I think it's easier on a cookie sheet but should be okay in a mason jar.


----------



## Fogdog (Oct 5, 2017)

greg nr said:


> You are in essence creating a glass pressure cooker. What could go wrong?
> 
> When canning food in a mason jar, the lid is not on tight; gases can escape. When you take the heat away the vapors in the jar cool and create a vacuum sucking the lid on tight.
> 
> It's not the heat you have to worry about, it's the pressure. You need some way to let it escape above a certain level. The vacuum sealed bag in boiling water is a much better option. If it over pressurizes and you don't catch it, it will just put a tear in the bag.

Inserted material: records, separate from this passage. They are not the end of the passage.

PR #2496, opened 2023-07-19
Align SDK with docs regarding session update for dropped events

jamescrosswell:
Completes [Align SDK with docs regarding session update for dropped events #1599](https://github.com/getsentry/sentry-dotnet/issues/1599).

All of this now happens in the `SentryClient.DoSendEvent` method in the .NET SDK. 

### .NET

The [CaptureEvent_Processing_Order](https://github.com/getsentry/sentry-dotnet/blob/46865c6919f8c54528b17aa36894203a929f6808/test/Sentry.Tests/SentryClientTests.cs#L617) ensures .NET SDK processing happens in the same order.

### DIFF
--- a/src/Sentry/SentryClient.cs
+++ b/src/Sentry/SentryClient.cs
@@ -211,16 +211,6 @@ public class SentryClient : ISentryClient, IDisposable
     // TODO: this method needs to be refactored, it's really hard to analyze nullability
     private SentryId DoSendEvent(SentryEvent @event, Hint? hint, Scope? scope)
     {
-        if (_options.SampleRate != null)
-        {
-            if (!_randomValuesFactory.NextBool(_options.SampleRate.Value))
-            {
-                _options.ClientReportRecorder.RecordDiscardedEvent(DiscardReason.SampleRate, DataCategory.Error);
-                _options.LogDebug("Event sampled.");
-                return SentryId.Empty;
-            }
-        }
-
         var filteredExceptions = ApplyExceptionFilters(@event.Exception);
         if (filteredExceptions?.Count > 0)
         {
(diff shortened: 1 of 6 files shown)


src/Sentry/SentryClient.cs
```diff
@@ -281,6 +267,34 @@ private SentryId DoSendEvent(SentryEvent @event, Hint? hint, Scope? scope)
...
+            {
+                _options.ClientReportRecorder.RecordDiscardedEvent(DiscardReason.SampleRate, DataCategory.Error);
+                _options.LogDebug("Event sampled.");
+                return SentryId.Empty;
+            }
+        }
+        else
+        {
+            _options.LogDebug("Event not sampled.");
+        }
```
bitsandfoxes, line 296:
```suggestion
```
Alternatively, this block could be moved one line up?

test/Sentry.Tests/SentryClientTests.cs
```diff
@@ -612,6 +613,68 @@ public void CaptureEvent_WithSampleRate_AppropriateDistribution(float sampleRate
         });
     }
 
+    [Fact]
+    public void CaptureEvent_Processing_Order()
```
bitsandfoxes, line 617: That looks like it's been fun figuring out!

bitsandfoxes (approved):

bitsandfoxes:
LGTM!

src/Sentry/SentryClient.cs
jamescrosswell: It's mainly there for testing... so that we can ensure the order of processing when the sample rate is null. 

The problem with putting it in the block where the sample rate is not null is that it would make the tests non-deterministic (you're rolling dice to see whether the tests pass then). 

Or did you have something else in mind?

test/Sentry.Tests/SentryClientTests.cs
jamescrosswell: Yes, deep in the weeds of NSubstitute!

No flying glass.


Regarding putting weed into a mason jar to decarb. Greg nr is quite right. A lot of Carbon dioxide gas is given off. That, in addition to expansion of air in the jar makes the whole thing a Darwin award in the making. Loosely covered jars are probably safe but don't seal the thing tightly.

I've been using a vacuum sealed bag in nearly boiling water and finding good results. I didn't even have to dry my harvest before doing so. I cut up fresh buds from my harvest, sealed in plastic bags and used an immersion heater to hold water temp at 203 F (95C). Significant expansion in the bag due to CO2 that is a product of the decarb reaction. The bags have to be weighted down. Two hours at 95C is long enough to get the job done with the side benefit of less degradation of THC and better control of the overall reaction.

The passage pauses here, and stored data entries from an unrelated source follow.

PR #2503, opened 2023-07-21
Use 'HttpMessageHandler' instead of 'HttpClientHandler' to support NSUrlSessionHandler on iOS

### LINKED ISSUE #2502: SentryOptions should use 'HttpMessageHandler' instead of 'HttpClientHandler' to support NSUrlSessionHandler on iOS
### Problem Statement

The SentryOptions should accept the more general HttpMessageHandler instead of HttpClientHandler to provide to ability to use a custom-configured handler for the HttpClient.

Background:
It is recommended to use NSUrlSessionHandler on iOS (TLS 1.2, performance), but NSUrlSessionHandler only implements HttpMessageHandler.

Since NSUrlSessionHandler inherits from HttpMessageHandler and DefaultSentryHttpClientFactory also mainly uses this class to create the HttpClient, changes are going to be minor.

During creation of the HttpClient the DefaultSentryHttpClientFactory can take care of if it is a HttpClientHandler, a HttpMessageHandler or a NSUrlSessionHandler (which also accepts proxy and decompression properties.

### Solution Brainstorm

Going to file a PR.

AlexSchuetz:
fixing #2502 

Breaking change:
 - SentryOptions.HttpClientHandlerFactory moved to SentryOptions.HttpMessageHandlerFactory

### DIFF
--- a/CHANGELOG.md
+++ b/CHANGELOG.md
@@ -11,6 +11,7 @@
 - Fixed baggage propagation when an exception is thrown from middleware ([#2487](https://github.com/getsentry/sentry-dotnet/pull/2487))
 - Fix Durable Functions preventing orchestrators from completing ([#2491](https://github.com/getsentry/sentry-dotnet/pull/2491))
 - Re-enable HubTests.FlushOnDispose_SendsEnvelope ([#2492](https://github.com/getsentry/sentry-dotnet/pull/2492))
+- Fixes #2502 SentryOptions should use 'HttpMessageHandler' instead of 'HttpClientHandler' to support NSUrlSessionHandler on iOS  ([#2503](https://github.com/getsentry/sentry-dotnet/pull/2503))
 
 ### Dependencies
 
--- a/CHANGELOG.md
+++ b/CHANGELOG.md
@@ -29,6 +29,7 @@
 - Added a MSBuild property `SentryUploadAndroidProguardMapping` to automatically upload the Proguard mapping file when targeting Android ([#2455](https://github.com/getsentry/sentry-dotnet/pull/2455))
 - Symbolication for Single File Apps ([#2425](https://github.com/getsentry/sentry-dotnet/pull/2425))
 - Add binding to `SwiftAsyncStacktraces` on iOS ([#2436](https://github.com/getsentry/sentry-dotnet/pull/2436))
+- Support transaction finishing automatically with 'idle timeout' ([#2452](https://github.com/getsentry/sentry-dotnet/pull/2452))
 
 ### Fixes
 
--- a/CHANGELOG.md
+++ b/CHANGELOG.md
@@ -12,6 +12,7 @@
 - Fix Durable Functions preventing orchestrators from completing ([#2491](https://github.com/getsentry/sentry-dotnet/pull/2491))
 - Re-enable HubTests.FlushOnDispose_SendsEnvelope ([#2492](https://github.com/getsentry/sentry-dotnet/pull/2492))
 - Fixes #2502 SentryOptions should use 'HttpMessageHandler' instead of 'HttpClientHandler' to support NSUrlSessionHandler on iOS  ([#2503](https://github.com/getsentry/sentry-dotnet/pull/2503))
+- Fixed the SDK failing to report issues via Blazor WebAssembly due to a `PlatformNotSupportedException` ([#2506](https://github.com/getsentry/sentry-dotnet/pull/2506))
 
 ### Dependencies
 
--- a/CHANGELOG.md
+++ b/CHANGELOG.md
@@ -17,9 +17,9 @@
 - Bump Java SDK from v6.25.1 to v6.25.2 ([#2484](https://github.com/getsentry/sentry-dotnet/pull/2484))
   - [changelog](https://github.com/getsentry/sentry-java/blob/main/CHANGELOG.md#6252)
   - [diff](https://github.com/getsentry/sentry-java/compare/6.25.1...6.25.2)
-- Bump Cocoa SDK from v8.8.0 to v8.9.1 ([#2479](https://github.com/getsentry/sentry-dotnet/pull/2479), [#2483](https://github.com/getsentry/sentry-dotnet/pull/2483))
-  - [changelog](https://github.com/getsentry/sentry-cocoa/blob/main/CHANGELOG.md#891)
-  - [diff](https://github.com/getsentry/sentry-cocoa/compare/8.8.0...8.9.1)
+- Bump Cocoa SDK from v8.8.0 to v8.9.2 ([#2479](https://github.com/getsentry/sentry-dotnet/pull/2479), [#2483](https://github.com/getsentry/sentry-dotnet/pull/2483), [#2500](https://github.com/getsentry/sentry-dotnet/pull/2500))
+  - [changelog](https://github.com/getsentry/sentry-cocoa/blob/main/CHANGELOG.md#892)
+  - [diff](https://github.com/getsentry/sentry-cocoa/compare/8.8.0...8.9.2)
 
 ## 3.34.0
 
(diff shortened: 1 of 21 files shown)


bitsandfoxes:
That's a great catch, thanks for contributing!
We'd like to avoid introducing breaking changes outside of mayor releases and the next one is still a bit out.
I'm thinking, could this be added as an additional option and we mark the old one as `obsolete`?

AlexSchuetz:
Of course. That's a good idea. I will adjust it shortly. 👍

jamescrosswell:
Thanks heaps @AlexSchuetz, the commit all looks great!

There are a couple of things that need doing to get things through our CI servers though.

### Changelog

Could you add the following to the CHANGELOG.md in the Fixes section?

```
- Fixes #2502 SentryOptions should use 'HttpMessageHandler' instead of 'HttpClientHandler' to support NSUrlSessionHandler on iOS  ([#2503](https://github.com/getsentry/sentry-dotnet/pull/2503))
```

### Update verify expectations
We're using [Verify](https://github.com/VerifyTests/Verify) to make sure that any changes to the API surface area are deliberate. That means when the API does change, we need to update the relevant verified.txt files. The easiest way to create updated versions of those is to run `./build.sh` or `build.cmd` (depending on your development platform) from the repository root folder. So if you're developing on MacOS, for example, you'd run `./build.sh`. Once you've done that, I think you should see changes to commit for the following files:
- test/Sentry.Tests/ApiApprovalTests.Run.Net4_8.verified.txt
- test/Sentry.Tests/ApiApprovalTests.Run.Core3_1.verified.txt
- test/Sentry.Tests/ApiApprovalTests.Run.DotNet6_0.verified.txt
- test/Sentry.Tests/ApiApprovalTests.Run.DotNet7_0.verified.txt

You can add those to a new commit with a description like "updated verify files" or something like that and push.

**_Note:_** You can ignore any errors the build shows relating to profiling... that's a long story and unrelated to this PR.

### Failed Checks
There are a [couple of other checks that are failing](https://github.com/getsentry/sentry-dotnet/actions/runs/5623842449/job/15273647829?pr=2503). I'm not actually sure what's going on there. @bitsandfoxes do you have any context for that?

AlexSchuetz:
I did the required commit and also had a look at the error. NSUrlSessionHandler does not support a proxy, but I want to include the code for setting it anyway, because if it ever does noone will remember adjusting it here.
Thus I implemented it and placed it inside of a try-catch. So nothing should go wrong. I now adjusted my implementation and check NSUrlSessionHandler.SupportsProxy. Hopefully this works.

AlexSchuetz:
I investigated a bit more. It is a code analysis error. Since NSUrlSessionHandler.Proxy is not supported.
I added a pragma for this one line to disable this issue, since I want to support it as soon as NSUrlSesseionHandler does.

If you think I should remove the code in question and just print out that a proxy for NSUrlSessionHandler is not supported, that would be fine as well. I don't know if the Proxy-property will ever be implemented. I think iOS and MAC require a proxy to be defined elsewhere.

src/Sentry/Internal/Http/DefaultSentryHttpClientFactory.cs
```diff
@@ -20,25 +20,77 @@ public HttpClient Create(SentryOptions options)
...
+                        options.LogInfo("Using Proxy: {0}", options.HttpProxy);
+                    }
+                    catch (PlatformNotSupportedException)
+                    {
+                        supportsProxy = false;
+                    }
+                }
+                if (!supportsProxy)
+                {
+                    options.LogDebug("No proxy supported by NSUrlSessionHandler.");
```
bruno-garcia, line 69: User was explicit in setting a proxy, lets warn them it didn't work:

```suggestion
                    options.LogWarning("No proxy supported by NSUrlSessionHandler.");
```

src/Sentry/SentryOptions.cs
```diff
@@ -542,8 +542,19 @@ public int MaxCacheItems
 
     /// <summary>
     /// Creates the inner most <see cref="HttpClientHandler"/>.
+    /// Deprecated in favor of <see cref="CreateHttpMessageHandler"/>.
     /// </summary>
-    public Func<HttpClientHandler>? CreateHttpClientHandler { get; set; }
+    [Obsolete("Use CreateHttpMessageHandler instead")]
+    public Func<HttpClientHandler>? CreateHttpClientHandler
+    {
+        get => CreateHttpMessageHandler as Func<HttpClientHandler>;
```
bruno-garcia, line 550: Does this typecast work? If not, it'll just return `null`

src/Sentry/Internal/Http/DefaultSentryHttpClientFactory.cs
```diff
@@ -20,25 +20,77 @@ public HttpClient Create(SentryOptions options)
...
+                    compressionSupported = true;
+                }
+            }
+            catch (PlatformNotSupportedException)
+            {
+                compressionSupported = false;
+            }
+            if (!compressionSupported)
+            {
+                options.LogDebug("No response compression supported by NSUrlSessionHandler.");
```
bruno-garcia, line 90: Ideally we'd be aware of the intention of the user, as in, did they set a non-default value to `DecompressionMethods`? If so we might want to `Warn` that things didn't go as they expected instead. But at least LogInfo is a better choice then Debug here:

```suggestion
                options.LogInfo("No response compression supported by NSUrlSessionHandler.");
```

bruno-garcia (approved):
Left some minor suggestions but generally lgtm

src/Sentry/SentryOptions.cs
AlexSchuetz: Unfortunately you are right. This doesn't work. I introduced a private field to hold the `Func<HttpClientHandler>?`. So when the setter is used, the getter will work. if the new `CreateHttpMessageHandler` is used instead `CreateHttpClientHandler`will return null.

AlexSchuetz:
@bruno-garcia I followed your suggestions. Am I supposed to resolve those conversations now?

bitsandfoxes:
> Am I supposed to resolve those conversations now?

Yes. Everything that has been addressed can be marked as resolved.

src/Sentry/SentryOptions.cs
```diff
@@ -540,10 +540,30 @@ public int MaxCacheItems
...
+
     /// <summary>
     /// Creates the inner most <see cref="HttpClientHandler"/>.
+    /// Deprecated in favor of <see cref="CreateHttpMessageHandler"/>.
+    /// </summary>
+    [Obsolete("Use CreateHttpMessageHandler instead")]
+    public Func<HttpClientHandler>? CreateHttpClientHandler
+    {
+        get => _createClientHandler;
+        set =>
```
bitsandfoxes, line 556:
```suggestion
        set
```

CHANGELOG.md
```diff
@@ -11,6 +11,7 @@
 - Fixed baggage propagation when an exception is thrown from middleware ([#2487](https://github.com/getsentry/sentry-dotnet/pull/2487))
 - Fix Durable Functions preventing orchestrators from completing ([#2491](https://github.com/getsentry/sentry-dotnet/pull/2491))
 - Re-enable HubTests.FlushOnDispose_SendsEnvelope ([#2492](https://github.com/getsentry/sentry-dotnet/pull/2492))
+- Fixes #2502 SentryOptions should use 'HttpMessageHandler' instead of 'HttpClientHandler' to support NSUrlSessionHandler on iOS  ([#2503](https://github.com/getsentry/sentry-dotnet/pull/2503))
```
bitsandfoxes, line 14:
```suggestion
- Introduced `HttpMessageHandler` in favor of the now deprecated `HttpClientHandler` on the options. This allows the SDK to support NSUrlSessionHandler on iOS ([#2503](https://github.com/getsentry/sentry-dotnet/pull/2503))
```

bitsandfoxes (approved):
This looks good to me! Thanks again for contributing!

AlexSchuetz:
@bitsandfoxes @bruno-garcia  You are welcome. Thank's for your support and review.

A test sample of fresh bud was dried in the oven to find out % water in the bud, which came out to about 25% dry matter/75% water

Once decarb is done, the bags are opened and wet decarbed bud is transferred to a jar and 500 grams of melted coco oil is poured over all. I use 100 grams wet bud/500 grams of oil (roughly 4 ounces per pound of oil or 1 ounce dry matter/pound of oil). Mason jars are sealed and go back into a water bath held at 190 F (88 C). Extraction time in coco oil is 2 hours at 88 C. 

Oil is separated using a french press to get most of the oil off. I use an old orange juice-press to squeeze out the last bit of oil from the bud. A little water comes out of this, so I let it cool and remove the oil cake from the last bit of water. This very last step isn't very important -- it's a very small amount of water, I'm just fussy after all the time spent to get to this point.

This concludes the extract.